Aku menggesekkan kedua telapak tangan, kemudian mendekatkannya ke depan
bibir. Sial. Sepertinya tubuhku tidak begitu normal hari ini, dingin yang
kurasakan seperti menusuk-nusuk tulang. Beberapa detik aku berusaha
mengatasinya, salah satunya dengan merapatkan jaket. Tapi sejauh ini aku malah
semakin kedinginan. Tidak ada jalan lain, terserahlah apa respon wanita di
sampingku. Dengan tergesa-gesa aku membuka tas, mengeluarkan sebotol kecil
wine, kemudian menenggaknya hingga habis.
“Kenapa melihatku begitu?” tanyaku mendapati gadis itu melihatku tidak
berkedip.
Ia terkesiap, cepat-cepat mengalihkan perhatian ke layar ponselnya.

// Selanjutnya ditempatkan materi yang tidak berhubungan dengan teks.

PR #860, opened 2025-07-22
Add remote logging and error reporting to daily IC reference file export script

wrridgeway:
Logging in Python is clearer than R, and we had previous examples to pull from. I borrowed heavily from the [spark ingest script](https://github.com/ccao-data/service-spark-iasworld/blob/main/src/submit_jobs.py) and associated [utils](https://github.com/ccao-data/service-spark-iasworld/tree/main/src/utils). I tried to keep it as clean and simple as possible, which meant stripping out a bunch of functionality that exists in the spark repo that we won't need here.

AWS Notes:

- Created [ic_reference_file_export](https://us-east-1.console.aws.amazon.com/cloudwatch/home?region=us-east-1#logsV2:log-groups/log-group/$252Fccao$252Fjobs$252Fic_reference_file_export) log group and a dynamically named log stream for CloudWatch, and added a [metric filter](https://us-east-1.console.aws.amazon.com/cloudwatch/home?region=us-east-1#logsV2:log-groups/log-group/$252Fccao$252Fjobs$252Fic_reference_file_export/edit-metric-filter/ICReferenceFileExportDailyWriteError) for errors.
- Added SNS alarms [ccao-ic_reference_file_export-job-error](https://us-east-1.console.aws.amazon.com/cloudwatch/home?region=us-east-1#alarmsV2:alarm/ccao-ic_reference_file_export-job-error) and [ccao-ic_reference_file_export-job-not-run](https://us-east-1.console.aws.amazon.com/cloudwatch/home?region=us-east-1#alarmsV2:alarm/ccao-ic_reference_file_export-job-not-run)

I tested `ccao-ic_reference_file_export-job-error` with a deliberate error and it was triggered as expected.

### DIFF
--- a/dbt/scripts/export_models.py
+++ b/dbt/scripts/export_models.py
@@ -92,9 +92,9 @@ if __name__ == "__main__":
         log_group_name=args.log_to_cloudwatch_group,
     )
 
-    logger.info("Starting model export")
-
     try:
+        logger.info("Starting model export")
+
         export_models(
             args.target,
             args.select,
@@ -107,12 +107,8 @@ if __name__ == "__main__":
         logger.info("Export completed successfully.")
 
     except Exception as e:
-        # The CloudWatch log handler does not include "ERROR - " at the
-        # beginning of log lines, so we need to preface the message with
-        # "ERROR - " to trigger alarms.
-        logger.error(f"ERROR - {e}")
-
-        # Suppress the error if we're uploading to Cloudwatch so that we can
-        # perform cleanup below, but otherwise, raise the error
-        if args.log_to_cloudwatch_group is None:
-            raise
+        logger.error(
+            str(e) or f"{type(e).__name__} raised with no message",
+            exc_info=True,
+        )
+        raise
--- a/dbt/scripts/utils/helpers.py
+++ b/dbt/scripts/utils/helpers.py
@@ -28,14 +28,25 @@ def create_logger(
     if log_file_path is not None and os.path.exists(log_file_path):
         os.remove(log_file_path)
 
-    # Create and start the default stream logger
-    logging.basicConfig(
-        level=logging.INFO,
-        format="%(asctime)s - %(levelname)s - %(message)s",
-        datefmt="%Y-%m-%d_%H:%M:%S.%f",
-        force=True,
+    formatter = logging.Formatter(
+        fmt="%(asctime)s.%(msecs)03d - %(levelname)s - %(message)s",
+        datefmt="%Y-%m-%d_%H:%M:%S",
     )
+
+    # Create logger and add custom handlers
     logger = logging.getLogger(name)
+    logger.setLevel(logging.INFO)
+    # Clear handlers in case we accidentally call this function multiple times
+    logger.handlers.clear()
+
+    # Always log to the console
+    stream_handler = logging.StreamHandler()
+    stream_handler.setFormatter(formatter)
+    logger.addHandler(stream_handler)
+
+    # Turn off log propagation to the root logger to avoid duplication with
+    # the stream handler
+    logger.propagate = False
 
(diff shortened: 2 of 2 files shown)


dbt/scripts/utils/aws.py
```diff
@@ -0,0 +1,49 @@
...
+            logEvents=log_events,
+        )
+        print("Successfully uploaded log file to CloudWatch")
+
+        # Remove the log file after successful upload
+        os.remove(log_file_path)
+        print(f"Successfully removed log file: {log_file_path}")
+
+    except Exception as e:
+        print(f"Failed to upload log file to CloudWatch: {e}")
```
jeancochrane, line 49: **[Suggestion, optional]** It would be cool if we could somehow write these log lines to a file, since they're most likely to run as part of an automated job and so will get lost if we just print them to the console. But that's a little bit tricky, since we intend to remove the logfile upon successful execution of this function.

Maybe we configure this function to log to `log_file_path`, remove the log line "Successfully removed log file: [...]" which would otherwise be writing to a deleted file, and accept that the logs will A) not be in CloudWatch and B) usually not be accessible since the logfile will get deleted? While A and B might be slightly confusing behavior for future users/maintainers, I suspect that this confusion will be offset by the benefit we'll get if we ever run into a situation where the CloudWatch logs fail to upload, in which case `os.remove(log_file_path)` will not get called and we'll still have the local copy of the logfile to inspect to see what went wrong.

I also think in this particular case we should `raise e` after logging the line so that the script exits on failure, which is how I would expect a script to behave when it encounters a critical failure like this.

jeancochrane (changes requested):
I like this new approach using watchtower @wrridgeway! Much simpler. Two big-picture requests before I do a more detailed review:

- This interface works well for automated jobs that call `export_models`, but I think it comes at the expense of the UX when a user is running it manually in a terminal (which we do occasionally). A user running the script in the terminal almost certainly won't want to log to CloudWatch, and probably won't want to log to a file either; they'll just want to see logs print to the console for the duration of the script run. Here's my vision for how we can align the automated UX with the manual UX:
    -  Add two new script flags to configure logging, both disabled by default:
        - `--log-to-file` (string): When present, registers a [`FileHandler`](https://docs.python.org/3/library/logging.handlers.html#logging.FileHandler) to log to the file path as represented by the argument value
        - `--log-to-cloudwatch-group` (string): When present, registers a `CloudWatchLogHandler` to log to the group name as represented by the argument value
    - Regardless of the presence or absence of the new logging flags, ensure the script logs to the console
        - I expect this should Just Work without any extra configuration if you register the `FileHandler` and `CloudWatchLogHandler` instances using [`Logger.addHandler()`](https://docs.python.org/3/library/logging.html#logging.Logger.addHandler), but if it doesn't, you may have to manually register a [`StreamHandler`](https://docs.python.org/3/library/logging.html#logging.Logger.addHandler) to get the logger to continue logging to stdout even in the presence of a file handler and/or CloudWatch handler
- Let's make sure we add `watchtower` as a dependency to the [`dbt_tests` optional dependency in `dbt/pyproject.toml`](https://github.com/ccao-data/data-architecture/blob/ae10574e4dca78ace73ac255085b789a31bb0160/dbt/pyproject.toml#L12) and update `dbt/uv.lock` so the dependency gets persisted
    - I think the correct incantation to install the dependency and simultaneously update the lockfile is `uv add --optional dbt_tests watchtower`, but I'm not totally sure -- refer to [the docs](https://docs.astral.sh/uv/concepts/projects/dependencies/#adding-dependencies) if that doesn't work

jeancochrane (approved):
OK, I remember my in person comment! But on second thought, I think it's unnecessarily complicated. I'm happy merging what we have now and exploring an enhancement later on if we decide we need one.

“Kamu belum menjawab pertanyaanku.” Aku menggumam kecil, menutup kembali
botol wine yang telah kosong.
“Jawabanku tidak akan merubah apapun.” ucapnya lirih, masih menatap layar
ponselnya.
Dia benar. Kebiasaanku yang satu ini tidak mungkin bisa dirubah lagi.
Anggur sudah seperti seorang istri bagiku, yang tak mungkin sanggup
kutinggalkan. Jika disuruh memilih, apakah aku akan bertahan hidup dengan istri
seorang wanita atau anggur, tentu aku tidak akan berpikir apa-apa lagi, anggur
di atas segalanya. Kenikmatan wanita bisa kucari, tapi tanpa anggur, aku bisa
mati. Ibuku tidak tahu tentang kebiasaanku ini. Selama ini aku hanya minum
tanpa sepengetahuannya.
“Kamu membenci laki-laki peminum?”
“Belum pernah ada laki-laki peminum yang mendekatiku, jadi aku tidak tahu
apakah aku akan membencinya atau tidak.”
“Padaku?”
Pertanyaan singkat ini keluar begitu saja, tanpa bisa aku menahannya.
Kuarahkan wajahku padanya, menanti jawaban apa yang akan keluar dari bibirnya.
Kulihat ia menarik napas dalam, lalu menoleh ke arahku.
“Apakah aku terlihat membencimu?” tanyanya jelas, membuatku kebingungan
harus menjawab bagaimana.
“Kamu seorang psikolog?” Pertanyaanku ini keluar tanpa ada hubungan dengan pertanyaannya. Tentu saja.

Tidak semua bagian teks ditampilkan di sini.